The company’s latest financial statement, which was approved by its board on March 26 and published on the Companies House website over the weekend, reveals that it made a loss of £12,998,938 in 2023-24, 103.8 per cent higher than the £6.4m loss it made the year before.
Turnover fell by 3.9 per cent to £142.2m compared to £148.1m the year before, while the company’s gross profit percentage fell from 29.05 to 27.02 per cent. Meanwhile, the amount of cash at bank and in hand decreased by 44 per cent to £3.54m.
The community pharmacy chain, which sits within Paydens Group Holdings and operates throughout the South East region of England, is “reliant upon a group financing facility” with HSBC which has been “revised” since April 2024 and extended to January 31, 2026. This new agreement comprises a £6.5m term facility and a £15m revolving credit facility, reducing to £10m by June 30 this year.
The report states that despite Paydens having breached its banking covenants, HSBC has “remained supportive” and “reset the covenants” in its latest agreement.

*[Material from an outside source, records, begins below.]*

PR #1427, opened 2020-02-05
Make errors on listener non-fatal

tomaka:
In #1218, we decided to make listener errors non-fatal.
There was however something missing, and errors were actually fatal.
This fixes it.


tomaka:
> effectively this means that listeners must never fail.

I think we debated this in the past at the time of #1218, and the conclusion was that yes, listeners must never fail. There isn't really a fundamental reason why a listener would fail (as an example, the TCP one doesn't), and in these rare situations I think it's fine to log an error and either return `None` or return `Poll::Pending` all the time.

twittner:
If listeners must not fail, would this not better be expressed by a `Stream<Item = ListenerEvent<Self::ListenerUpgrade>>` or, if they should be able to report errors, by a `Stream<Item = ListenerEvent<Self::ListenerUpgrade, Self::Error>>`?

tomaka:
I was almost finished with the changes when I realized a problem:
`TcpListener::bind` is asynchronous, and if it fails we return the error as part of the listener.
In this specific situation, it should indeed be fatal.

twittner:
> Should we go all the way and make `listen_on` return a `Future` to a `Stream`?

Do you mean
```rust
Future<Output = Result<Stream<Item = ListenerEvent<Self::ListenerUpgrade, Self::Error>>, Self::Error>
```
?

tomaka:
Yes. It seems like a lot of complexity and would require adding yet another associated type to `Transport`.

twittner:
I am in favour of this proposal.

tomaka:
I reworked this PR to instead add a `ListenerEvent::Error` variant that is non-fatal.

core/src/nodes/listeners.rs
```diff
@@ -269,15 +269,17 @@ where
...
+                    let id = *listener_project.id;
+                    self.listeners.push_front(listener);
+                    return Poll::Ready(ListenersEvent::Error {
+                        listener_id: id,
+                        error,
                     })
                 }
-                Poll::Ready(Some(Err(err))) => {
-                    return Poll::Ready(ListenersEvent::Error {
+                Poll::Ready(None) | Poll::Ready(Some(Err(_))) => {
```
twittner: I would be nice if we could log this error should it occur.

core/src/transport.rs
```diff
@@ -318,6 +343,27 @@ impl<T> ListenerEvent<T> {
             None
         }
     }
+
+    /// Returns `true` if this is an `Error` listener event.
+    pub fn is_non_fatal_error(&self) -> bool {
```
twittner:
```suggestion
    pub fn is_error(&self) -> bool {
```

core/src/transport.rs
```diff
@@ -318,6 +343,27 @@ impl<T> ListenerEvent<T> {
...
+        } else {
+            false
+        }
+    }
+
+    /// Try to turn this listener event into the `Error` part.
+    ///
+    /// Returns `None` if the event is not actually a `Error`,
+    /// otherwise the error.
+    pub fn into_non_fatal_error(self) -> Option<TErr> {
```
twittner:
```suggestion
    pub fn into_error(self) -> Option<TErr> {
```

core/src/transport/dummy.rs
```diff
@@ -56,7 +56,7 @@ impl<TOut> Clone for DummyTransport<TOut> {
 impl<TOut> Transport for DummyTransport<TOut> {
     type Output = TOut;
     type Error = io::Error;
-    type Listener = futures::stream::Pending<Result<ListenerEvent<Self::ListenerUpgrade>, io::Error>>;
+    type Listener = futures::stream::Pending<Result<ListenerEvent<Self::ListenerUpgrade, io::Error>, io::Error>>;
```
twittner:
```suggestion
    type Listener = futures::stream::Pending<Result<ListenerEvent<Self::ListenerUpgrade, Self::Error>, Self::Error>>;
```

transports/tcp/src/lib.rs
```diff
@@ -93,7 +93,7 @@ impl $tcp_config {
 impl Transport for $tcp_config {
     type Output = $tcp_trans_stream;
     type Error = io::Error;
-    type Listener = Pin<Box<dyn Stream<Item = Result<ListenerEvent<Self::ListenerUpgrade>, io::Error>> + Send>>;
+    type Listener = Pin<Box<dyn Stream<Item = Result<ListenerEvent<Self::ListenerUpgrade, Self::Error>, io::Error>> + Send>>;
```
twittner:
```suggestion
    type Listener = Pin<Box<dyn Stream<Item = Result<ListenerEvent<Self::ListenerUpgrade, Self::Error>, Self::Error>> + Send>>;
```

‘Strategic disposals’ part of agreed bank plan
The company’s strategy for improving business performance includes “strategic disposals of certain pharmacy assets,” a move that was enacted after the 2023-24 accounting period and is described as being “in line with the agreed plan with the bank” for reducing the group’s debt.
While the report does not reveal how many stores have been sold, there are 99 branches currently listed on the company’s website – 29 fewer than the 128 stores referenced in a press released issued in February concerning its alcohol awareness campaign.
The directors said that since April 2024 “the company has disposed of a number of pharmacies for combined net proceeds of £11,077,425… the disposals generated a combined net profit on disposal of £5,326,169”.
These sales have “contributed to debt reduction and improved our overall financial flexibility,” they added.
'We are positioned for growth'
Speaking to P3pharmacy, Paydens managing director Alexander Pay said the 2023-24 accounts reflect the "severe and unsustainable pressures" placed on the sector by a decade of funding cuts.
He added: "However, it is crucial to understand that these figures are historic, representing a period ending over a year ago, and do not accurately depict Paydens' current financial strength and prospects."
He said that a "significant portion" of the losses relate to a "strategic corporate restructuring" that saw all branches consolidated into Paydens Ltd.
Mr Pay said that since 2023-24 the company has "taken decisive and highly effective action to transform our financial standing," including slashing debt and recapitalising the business through pharmacy sales, "enabling us to focus on a leaner, more agile and geogrpahically concentrated portfolio".
Mr Pay said the company is "now in a strong position" and that "our accounts for the year ending March 2025 will show improvements across all areas of our profit and loss account".
The company's turnaround strategy has focused on reducing operational and financial costs as well as boosting revenue from pharmacy services and developing "new opportunities in our wholesale business," he commented.